TRY IT: If a line in the listing contains "because", copy it out whole.

INPUT DATA:
PR #934, opened 2020-06-01
Abort running txn on disconnect

mbutrovich:
If the client disconnects and there is an open txn, abort it. Otherwise the system could end up in a bad state where that txn is never GC'd and version chains never get cleaned up.

**Major changes:**
- Extended `Teardown` logic in `PostgresProtocolInterpreter` to abort any running txn belonging to its `ConnectionContext`.
- JUnit test case that fails on current master to show the issue is fixed

### DIFF
--- a/script/testing/junit/src/TrafficCopTest.java
+++ b/script/testing/junit/src/TrafficCopTest.java
@@ -37,25 +37,32 @@ public class TrafficCopTest extends TestUtility {
   @Test
   public void test_DisconnectAbort() throws SQLException {
 
+   // create another connection that will take the write lock on a tuple, forcing an about on the default connection's
+   // createStatement
    Connection second_conn = makeDefaultConnection();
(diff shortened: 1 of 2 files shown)


script/testing/junit/src/TrafficCopTest.java
```diff
@@ -31,6 +31,45 @@ public void test_EmptyStatement() throws SQLException {
   stmt.execute("");
  }
 
+ /**
+   * DisconnectAbortTest
+   */
+  @Test
+  public void test_DisconnectAbort() throws SQLException {
+
+   // create another connection that will take the write lock on a tuple, forcing an about on the default connection's
```
lmwnshn: typo: abort

lmwnshn: Nvm. xd

PR #940, opened 2020-06-04
Improving compilation time

abalakumar083:
Remove misc. header dependencies to improve compilation time. 

* Remove arrow_serializer.h from data_table.h, also remove flatbuf namespace

* Remove database_catalog.h from catalog.h 

* Remove <functional> from managed_pointer.h 

* Remove exception.h from expression_defs.h 

* Seperate gate.h into cpp file and header file in order to not include immintrin.h

* Remove date/date.h from all header files - this requires splitting  src/include/util/time_util.h  and test/include/execution/compiler/expression_util.h into header and cpp files

* Removed disk_log_consumer_task.h, log_serializer_task.h, and transaction_defs.h from log_manager.h

* Remove storage/storage_defs.h from files which don't use anything from it


src/include/common/gate.h
```diff
@@ -33,11 +32,7 @@ class Gate {
    * Traverses the gate unless there are currently locks emplaced.  If there
    * are locks on the gate, spin until its free.
    */
-  void Traverse() {
```
mbutrovich, line 36: This is going to prevent inlining on what's ultimately a pretty short function on the txn begin critical path. We should discuss if we want this change and if there's another way to arrange the includes to make the <immintrin.h> less painful.

abalakumar083: One easy fix is to include emmintrin.h instead of immintrin.h, which is a much smaller header. I'll run it and find out the difference in time.

abalakumar083:
One issue is that I broke apart "src/include/util/time_util.h" and "test/include/execution/compiler/expression_util.h" into header and cpp files. But when I named the cpp files, src/util/time_util.cpp and test/execution/compiler/expression_util.cpp, I don't think the cpp files were actually getting linked properly. 

I think is because I was also trying to create a new sublevel directory. Is there something I need to do to the makefile in order for them to get linked?

Currently, I put the time_util.cpp file into common, and the expression_util.cpp file into test/execution.

apavlo:
> Currently, I put the time_util.cpp file into common, and the expression_util.cpp file into test/execution.

@abalakumar083 Unless @lmwnshn objects, I am okay with this.

lmwnshn:
No objection there.

PR #944, opened 2020-06-08
Switch DataTable's blocks_ from list to vector for ParallelScan.

lmwnshn:
We use TBB for parallel scan, which expects ranges of blocks. The current DataTable implementation is a `std::list<RawBlock *>` which does not allow for this sensibly.

We used to use `vector<RawBlock *>` and switched to `list<RawBlock *>` when we introduced the column API. Do you remember why this change was made? (Is it just that list iterators behave nicer than vector iterators?)

If the performance hit is significant, we can explore a couple of options:

- a custom data structure (for example something structurally like a chained hash table)
- maintaining both a list and a vector, updating the vector on-demand only on parallel scans / in a background thread / something lazy like that

But we should probably go with the simple thing if we can.

I unfortunately cannot run `perf` right now. Custom kernel doesn't support it and my hardware is meh anyway. If you're able to this would be great, otherwise I'm hoping microbenchmark will catch it.


src/storage/arrow_serializer.cpp
```diff
@@ -164,7 +164,7 @@ void ArrowSerializer::ExportTable(const std::string &file_name, std::vector<type
   const BlockLayout &layout = data_table_.accessor_.GetBlockLayout();
   auto column_ids = layout.AllColumns();
   data_table_.blocks_latch_.Lock();
-  std::list<RawBlock *> tmp_blocks = data_table_.blocks_;
+  std::vector<RawBlock *> tmp_blocks = data_table_.blocks_;
```
lmwnshn, line 167: I'm surprised we do a copy here.

src/storage/data_table.cpp
```diff
@@ -83,13 +83,13 @@ DataTable::SlotIterator DataTable::end() const {  // NOLINT for STL name compabi
...
-  if (blocks_.empty()) return {this, blocks_.end(), 0};
+  if (blocks_.empty()) return {this, blocks_.end(), blocks_.end(), 0};
   auto last_block = --blocks_.end();
   uint32_t insert_head = (*last_block)->GetInsertHead();
   // Last block is full, return the default end iterator that doesn't point to anything
-  if (insert_head == accessor_.GetBlockLayout().NumSlots()) return {this, blocks_.end(), 0};
+  if (insert_head == accessor_.GetBlockLayout().NumSlots()) return {this, blocks_.end(), blocks_.end(), 0};
   // Otherwise, insert head points to the slot that will be inserted next, which would be exactly what we want.
-  return {this, last_block, insert_head};
+  return {this, last_block, last_block, insert_head};
```
lmwnshn, line 92: Brain isn't working right now and I'm a bit suspicious of this line, could you double-check this? Thanks!

lmwnshn: heh.

src/storage/data_table.cpp
```diff
@@ -184,29 +201,34 @@ TupleSlot DataTable::Insert(const common::ManagedPointer<transaction::Transactio
...
       // insert block
       blocks_.push_back(new_block);
-      block = --blocks_.end();
+      block = new_block;
       break;
     }
 
-    if (accessor_.SetBlockBusyStatus(*block)) {
+    {
+      common::SpinLatch::ScopedSpinLatch guard(&blocks_latch_);
```
lmwnshn, line 209: Taking the latch here is concerning to me. Definitely look out for microbenchmark numbers on this one.

mbutrovich:
Fairly large regression on Insert and Scan performance at the storage layer. Need to investigate.

src/storage/data_table.cpp
```diff
@@ -68,11 +69,18 @@ DataTable::SlotIterator &DataTable::SlotIterator::operator++() {
...
+      num_advances_ = num_advances_ == SlotIterator::TILL_END ? num_advances_ : num_advances_ - 1;
+      // Cannot dereference if the next block is end(), so just use nullptr to denote
+      current_slot_ = {block_index_ >= table_->blocks_.size() ? nullptr : table_->blocks_[block_index_], 0};
+    } else {
+      // Done advancing, time to give up.
+      current_slot_ = {nullptr, 0};
+    }
   } else {
-    current_slot_ = {*block_, current_slot_.GetOffset() + 1};
+    current_slot_ = {table_->blocks_[block_index_], current_slot_.GetOffset() + 1};
```
jrolli, line 83: The "block" for this tuple slot is not changing so there is no reason to hit the vector and take a possible cache miss inside a critical section.  It would be better to use `current_slot_.GetBlock()` which is pretty much guaranteed to be a cache hit (if not already in a register).

src/storage/data_table.cpp
```diff
@@ -68,11 +69,18 @@ DataTable::SlotIterator &DataTable::SlotIterator::operator++() {
   common::SpinLatch::ScopedSpinLatch guard(&table_->blocks_latch_);
```
jrolli, line 69: We should defer acquiring this latch until absolutely necessary (i.e. referencing the vector on line 77).  Everything else is unnecessary execution in a critical section and adds potential for extra branch mispredictions while holding the latch.

src/storage/data_table.cpp
```diff
@@ -68,11 +69,18 @@ DataTable::SlotIterator &DataTable::SlotIterator::operator++() {
...
   if (current_slot_.GetOffset() == table_->accessor_.GetBlockLayout().NumSlots() - 1) {
-    ++block_;
-    // Cannot dereference if the next block is end(), so just use nullptr to denote
-    current_slot_ = {block_ == table_->blocks_.end() ? nullptr : *block_, 0};
+    if (num_advances_ > 0 || num_advances_ == SlotIterator::TILL_END) {
+      // Advance to the next block.
+      ++block_index_;
+      num_advances_ = num_advances_ == SlotIterator::TILL_END ? num_advances_ : num_advances_ - 1;
+      // Cannot dereference if the next block is end(), so just use nullptr to denote
+      current_slot_ = {block_index_ >= table_->blocks_.size() ? nullptr : table_->blocks_[block_index_], 0};
```
jrolli, line 77: This should be the only line of code that needs to be guarded by `blocks_latch_`.

src/storage/data_table.cpp
```diff
@@ -68,11 +69,18 @@ DataTable::SlotIterator &DataTable::SlotIterator::operator++() {
...
+    } else {
+      // Done advancing, time to give up.
+      current_slot_ = {nullptr, 0};
```
jrolli, line 80: The `nullptr` here is extremely opaque and makes it very hard to understand why this works given the updated constructor for `SlotIterator`.  We should use create a constant for `{nullptr, 0}` to have a clearer name for what this tuple-slot represents.

src/include/storage/data_table.h
```diff
@@ -94,18 +93,26 @@ class DataTable {
...
+
     /**
      * @warning MUST BE CALLED ONLY WHEN CALLER HOLDS LOCK TO THE LIST OF RAW BLOCKS IN THE DATA TABLE
      */
-    SlotIterator(const DataTable *table, std::list<RawBlock *>::const_iterator block, uint32_t offset_in_block)
-        : table_(table), block_(block) {
-      current_slot_ = {block == table->blocks_.end() ? nullptr : *block, offset_in_block};
+    SlotIterator(const DataTable *table, uint32_t block_index, int32_t num_advances, uint32_t offset_in_block)
+        : table_(table), block_index_(block_index), num_advances_(num_advances) {
+      current_slot_ = {block_index >= table_->blocks_.size() ? nullptr : table->blocks_[block_index], offset_in_block};
```
jrolli, line 105: Recommend adding an assertion here that effectively asserts that `offset_in_block == 0` when `nullptr` is used as the block pointer.

src/storage/data_table.cpp
```diff
@@ -137,23 +155,20 @@ bool DataTable::Update(const common::ManagedPointer<transaction::TransactionCont
   return true;
 }
 
-void DataTable::CheckMoveHead(std::list<RawBlock *>::iterator block) {
-  // Assume block is full
+void DataTable::CheckMoveHead(uint32_t block_index) {
+  // Assume block is full.
   common::SpinLatch::ScopedSpinLatch guard_head(&header_latch_);
```
jrolli, line 160: It seems like this is an unnecessary latch since the insertion head is now an atomic integer rather than a list iterator.

src/storage/data_table.cpp
jrolli: You have to take the latch if you're going to do an index lookup on the vector (otherwise it could migrate underneath your dereference because of an insert.

lmwnshn:
Subsumed into #994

RESULT OF THIS EXERCISE:
I think is because I was also trying to create a new sublevel directory. Is there something I need to do to the makefile in order for them to get linked?
jrolli: You have to take the latch if you're going to do an index lookup on the vector (otherwise it could migrate underneath your dereference because of an insert.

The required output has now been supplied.